Which makes the question of my guild an incredibly difficult one. In most situations I see both sides of the issue and then do nothing, everyone is entitled to their opinion and I just don’t get involved. It is rare that I force an issue personally as I’m just not comfortable doing that. However, I actively dislike some of my guildmates now, I despise their attitude and isn’t that a strong word. In life we often have to deal with people we don’t like, I’m well aware of that which is why I’ve currently done nothing. As I said above leaving would mean screwing over the people that aren’t at fault. I would prefer to have nothing to do with the people I don’t like, I don’t really want to raid alongside them, some part of me feels that being a teammate of theirs is like condoning their attitude. I once left a guild as I felt I couldn’t condone the way it was managed any longer. I’ve always felt that being silent is like being complicit, and is just as much of a crime as doing it yourself. The people are what make the game so what to do?

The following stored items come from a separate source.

PR #378, opened 2021-05-20
Add --max-threads options

mikbras:
Add ``--max threads`` option to speed up the LTP tests (cutting the total execution time in half).

### DIFF
--- a/include/myst/file.h
+++ b/include/myst/file.h
@@ -24,7 +24,7 @@ ssize_t myst_writen(int fd, const void* data, size_t size);
 
 int myst_copy_file(const char* oldpath, const char* newpath);
 
-int myst_copy_file_fd(char* oldpath, int newfd);
+int myst_copy_file_fd(const char* oldpath, int newfd);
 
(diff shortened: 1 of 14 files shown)


mikbras:
> From the total pipeline run time, I do not see significant improvement. Could you apply the flag to libc and libcxx test suites?
> 
> With this option, we effectively bring `NumUserThreads` back (albeit with command line vs previously config.json). And it again will trip users who specify `--max-threads` and later code requires more threads than what was specified. That's the fallacy we try to avoid.
> 
> My vote is that unless `--max-threads` makes a huge performance difference, we should opt for usability.

I'm not sure why this option makes the LTP run twice as fast on my box but not in the pipeline. It may be the server class machines perform so well with so many processors that it doesn't matter. :)

mikbras:
I confirmed that this option does cut the LTP run time down from **3m15s** to **1m36s** (by taking the difference of the timestamps from the start to the end of the LTP tests in the main branch and this branch). The execution time of the pipeline is not constant since more than one pipeline VM can run on the same machine.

I think everyone sometimes needs to think about why they are playing the game, and what is truly important to them. I play the game because of the friends I have made. For all the achievements, and collection of vanity items, however much I like chasing these things without the people I would have lost interest a long time ago. What is important to me is being a good person, being able to live with my decisions and being able to say that I did the right thing. I left an old guild because I had to be true to myself and I couldn’t condone the management any longer. I put off that decision for a long time as I was worried that I would lose the friends that I had made there, I was worried that we’d lose touch and never group up again. In that case the concern was unwarranted, I still have those friends. It’s entirely possible that this guild will fall apart without any action on my part, or the people who’s attitude I hate will cease to be a part of the equation. No-one can tell the future. For now my guilt and conscience will keep me in the guild, I can’t hurt those that have done nothing wrong. If I did then I’d be just as selfish as those I’m against. Depending on what happens next will determine my next move. However, I am no longer scared of having a future without raiding.
This has been a personal post but I think there’s an important realisation that could apply to others. There’s more to the endgame than just raiding or pvp. It’s possible to play the game, and still get what you want out of it, without being locked into one of those two boxes. It’s all about ‘What makes Warcraft?’ for you. It turns out that on evaluation I could stop raiding tomorrow and still get from the game what I like best. Why do you play the game? What keeps you playing? What do you enjoy?